PR #7346, opened 2026-07-01
fix(sql): fix crash joining or grouping on empty VARCHAR values

sklarsa:
## Summary

A customer on 3.3.x reported that an inner (hash) join on a `VARCHAR` key
crashed with an `AssertionError`, while an ASOF join over the same data
worked. The failing query was a plain equi-join:

```
SELECT rfq.* FROM QDBK_CREDIT_RFQ rfq
INNER JOIN SALES_MAPPING ON rfq.SalesPersonId = InputSalesIdentifer
WHERE LoginId = 'zu1450' AND timestamp > '2026-06-28'
```

Stack trace:

```
java.lang.AssertionError
  at io.questdb.cairo.map.UnorderedVarcharMap$Key.putVarchar(UnorderedVarcharMap.java)
  at io.questdb.cairo.map.UnorderedVarcharMap$Key.put(...)
  at io.questdb.griffin.engine.join.HashJoinLightRecordCursorFactory$HashJoinRecordCursor.hasNext(...)
```

## Root cause

The crash triggers when a join/`GROUP BY`/`DISTINCT` `VARCHAR` key is an
**empty, non-ASCII** varchar. An empty varchar is ASCII by definition, but
the `Utf8Sequence` contract only guarantees that `isAscii() == true` means
ASCII, not the converse: a producer is free to report `isAscii() == false`
for an empty value ("Returning false does not guarantee anything").

`UnorderedVarcharMap` packs the key hash, size and flags into a single
`long`. An empty non-ASCII key packs to `0` (zero hash, since
`Hash.hashMem64(p, 0) == 0`; zero size; no flags), which is exactly the
map's empty-slot sentinel. The entry then silently corrupts the table.
An assertion existed to catch this, but the invariant was *asserted*
rather than *enforced*. ASOF joins do not use this map, which is why the
workaround worked.

## Fix

The same "empty ⇒ ASCII" invariant is violated at three layers, all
:::::
The answer must be the line containing "by definition, but" and every line after it to the end of the data, exactly as written.

### FINISHED TASK
**empty, non-ASCII** varchar. An empty varchar is ASCII by definition, but
the `Utf8Sequence` contract only guarantees that `isAscii() == true` means
ASCII, not the converse: a producer is free to report `isAscii() == false`
for an empty value ("Returning false does not guarantee anything").

`UnorderedVarcharMap` packs the key hash, size and flags into a single
`long`. An empty non-ASCII key packs to `0` (zero hash, since
`Hash.hashMem64(p, 0) == 0`; zero size; no flags), which is exactly the
map's empty-slot sentinel. The entry then silently corrupts the table.
An assertion existed to catch this, but the invariant was *asserted*
rather than *enforced*. ASOF joins do not use this map, which is why the
workaround worked.

## Fix

The same "empty ⇒ ASCII" invariant is violated at three layers, all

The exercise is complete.